[The data Boundary: Start]

PR #759, opened 2026-06-23
fix: adapt vulnerability identities when merging several SBOMs

CBeck-96:
When merging several SBOMs the references used in affects of a vulnerability can be overwrittten. Since the identities are determined in the beginning, this can lead to a crash.


italvi (approved):
tested it with the internal vex we received and the previous issue was resolved, so lgtm

Issue #767, opened 2026-07-03
Validation of file names could be more specific


CBeck-96:
The validation using the provided custom regex could specify exactly where an error occurs and what names would be legitimate

italvi:
Due to changes done in #808 this is not valid anymore, as we removed the regex validation, now only somebody could provide a regex on their own and they should know then if it's valid.

PR #768, opened 2026-07-03
feat: improve custom filename error messages

CBeck-96:


italvi:
I will close this one, as we also closed the corresponding issue #767, as we removed the custom filename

[The data Boundary: End]

> _Task brief_
Note every line above where the string "several" shows up, and copy those lines.

> _Response for this exercise_
fix: adapt vulnerability identities when merging several SBOMs
When merging several SBOMs the references used in affects of a vulnerability can be overwrittten. Since the identities are determined in the beginning, this can lead to a crash.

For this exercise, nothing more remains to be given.